Employee Participation and Eligibility
All full-time and part-time employees of the Company may enter the Plan immediately following his or her satisfaction of the eligibility requirements. Temporary employees are eligible once the employee completes twelve consecutive months of employment during which the employee provides at least 1,000 hours of service, and is not covered by a collective bargaining agreement as to which retirement benefits are the subject of good faith bargaining. The Plan includes an auto-enrollment provision whereby all newly eligible employees are automatically enrolled in the Plan unless they affirmatively elect not to participate in the Plan. Automatically enrolled participants have their deferral rate set at 5 percent of eligible compensation and their contributions invested in a designated balanced fund until changed by the participant.
THE MACERICH PROPERTY MANAGEMENT COMPANY
401(k) PROFIT SHARING PLAN
NOTES TO THE FINANCIAL STATEMENTS
DECEMBER 31, 2019 AND 2018
(CONTINUED)
NOTE 1: DESCRIPTION OF THE PLAN (CONTINUED)
Contributions
Each year, participants may defer pre-tax or after-tax Roth contributions up to 50 percent of their compensation, as defined in the Plan and subject to certain limitations set forth in the Code. The Company provides matching contributions, under the Safe Harbor arrangement described above. Participants who have attained age 50 before the end of the Plan year are eligible to make catch-up contributions. Participants may also contribute amounts representing distributions from other qualified defined benefit or defined contributions plans (rollovers). Participants direct the investment of their contributions and company matching contributions into various investment options offered by the Plan, as further discussed in Note 3.
Participant Accounts
Each participant’s account is credited with the participant’s contributions, allocations of the Company’s Safe Harbor matching contribution, and Plan earnings; and charged with any withdrawals or distributions requested by the participant, investment losses, and an allocation of administrative expenses that are paid by the Plan, if applicable. Allocations are based on participant earnings, account balances, or specific participant transactions, as defined in the Plan document. The benefit to which a participant is entitled is the benefit that can be provided from the participant’s vested account.
Vesting Provisions
Participant accounts, including salary deferrals and Safe Harbor matching contributions, are 100 percent vested at all times.

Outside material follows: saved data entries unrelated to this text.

PR #1013, opened 2020-03-25
Fix pthread launch

dianarg:
- Moves initialization of Profile (handshake with application) out of the constructor and calls it explicitly in geopm_pmpi_init
- Fix for test_profile_policy

### DIFF
--- a/src/Profile.cpp
+++ b/src/Profile.cpp
@@ -62,23 +62,31 @@
 
 namespace geopm
 {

Notes Receivable From Participants
Active participants may borrow from their fund accounts a minimum of $1,000 up to a maximum of $50,000 or 50 percent of their vested account balances, whichever is less. The notes are secured by the balance in the participant’s vested account and bear interest at the prime rate plus one at issuance, as defined by the Plan document. Notes issued during 2019 bear interest at rates ranging from 5.75% to 6.50%. All notes issued during 2018 bear interest at rates ranging from 5.50% to 6.25%. Principal and interest are paid ratably through payroll deductions over a term not to exceed five years. A participant applying for a note through the Plan will be charged a $125 processing fee. The processing fee is nonrefundable and will be used to offset the administrative expenses associated with the note. The fee will be deducted from the participant’s Plan account at the time his or her note request is processed.
Payment of Benefits
On termination of service due to death, disability, retirement, or other reasons, a participant may receive the value of the vested interest in his or her account as a lump-sum distribution. Upon reaching 59 ½ years of age, a participant shall be entitled to make in-service withdrawals of the participant’s account in the form of a lump-sum payment.

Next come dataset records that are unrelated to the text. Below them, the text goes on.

Issue #999, opened 2020-03-18
As a GEOPM developer, I would like to educate users of system-D on how to building site-specific RPMs


sidjana:
> estimate 2

# Done Criteria:
(a) get account access to system-D
(b) get the spec files ready

PR #1019, opened 2020-03-30
Add spec files for TOSS

dianarg:
- Part of #999

### DIFF
--- a/Makefile.am
+++ b/Makefile.am
@@ -330,6 +330,8 @@ EXTRA_DIST = $(TUTORIAL_DIST) \
              scripts/outlier/README.md \
              scripts/outlier/outlier_detection.py \
              scripts/outlier/theta_nodelist_broken.txt \
+             specs/geopm-gcc-mvapich2-toss.spec \
+             specs/geopm-intel-mvapich2-toss.spec \
              travis_ci.sh \
              test_hw/Makefile \
              test_hw/geopm_time.h \
--- a/specs/geopm-gcc-mvapich2-toss.spec
+++ b/specs/geopm-gcc-mvapich2-toss.spec
@@ -1,0 +1,148 @@
+#  Copyright (c) 2020, Intel Corporation
+#
+#  Redistribution and use in source and binary forms, with or without
+#  modification, are permitted provided that the following conditions
+#  are met:
+#
+#      * Redistributions of source code must retain the above copyright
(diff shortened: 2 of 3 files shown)


specs/geopm-gcc-mvapich2-quartz.spec
```diff
@@ -0,0 +1,148 @@
...
+resource manager to extend the hierarchy above the individual MPI
+application and enable the management of system power resources for
+multiple MPI jobs and multiple users by the system resource manager.
+
+%prep
+
+%setup -q -n %{pname}-%{version}
+
+%build
+module load %{compiler_name}/%{compiler_version}
```
cmcantalupo: maybe precede with a ```module purge```?

specs/geopm-intel-mvapich2-quartz.spec
```diff
@@ -0,0 +1,149 @@
...
+resource manager to extend the hierarchy above the individual MPI
+application and enable the management of system power resources for
+multiple MPI jobs and multiple users by the system resource manager.
+
+%prep
+
+%setup -q -n %{pname}-%{version}
+
+%build
+module load %{compiler_name}/%{compiler_version}
```
cmcantalupo: maybe precede with a ```module purge```?

slabasan (dismissed):
+1, thanks!

Makefile.am
```diff
@@ -330,6 +330,8 @@ EXTRA_DIST = $(TUTORIAL_DIST) \
              scripts/outlier/README.md \
              scripts/outlier/outlier_detection.py \
              scripts/outlier/theta_nodelist_broken.txt \
+             specs/geopm-gcc-mvapich2-quartz.spec \
```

The Plan also permits hardship withdrawals which meet a hardship purpose of immediate and heavy financial need as provided in the Plan document. Hardship withdrawals may be subject to certain income tax penalties.

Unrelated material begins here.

PR #1034, opened 2020-04-09
Add temperature signals in MSRIOGroup

dianarg:
- Adds MSR::TEMPERATURE_CORE and MSR::TEMPERATURE_PACKAGE with logic similar to what is in PlatformIO.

NOTE 2: SUMMARY OF SIGNIFICANT ACCOUNTING POLICIES
Basis of Accounting
The financial statements of the Plan have been prepared under the accrual basis of accounting.
THE MACERICH PROPERTY MANAGEMENT COMPANY
401(k) PROFIT SHARING PLAN
NOTES TO THE FINANCIAL STATEMENTS
DECEMBER 31, 2019 AND 2018
(CONTINUED)
NOTE 2: SUMMARY OF SIGNIFICANT ACCOUNTING POLICIES (CONTINUED)
Use of Estimates
The preparation of financial statements in accordance with accounting principles generally accepted in the United States of America ("US GAAP") requires management to make estimates and assumptions that affect the reported amounts of assets and liabilities and changes therein and disclosure of contingent assets and liabilities. Actual results could differ from those estimates.
Investment Valuation and Income Recognition
Investments are reported at fair value (except for the guaranteed interest contract, which is valued at contract value). Fair value is the price that would be received to sell an asset or paid to transfer a liability in an orderly transaction between market participants at the measurement date. The Plan's Committee determines the Plan's valuation policies utilizing information provided by the investment advisors, consultants and insurance company. The investments and changes therein of the trust funds have been reported to the Plan by the Custodian using fair value and contract value, as indicated. See Note 4 for discussion of fair value measurements.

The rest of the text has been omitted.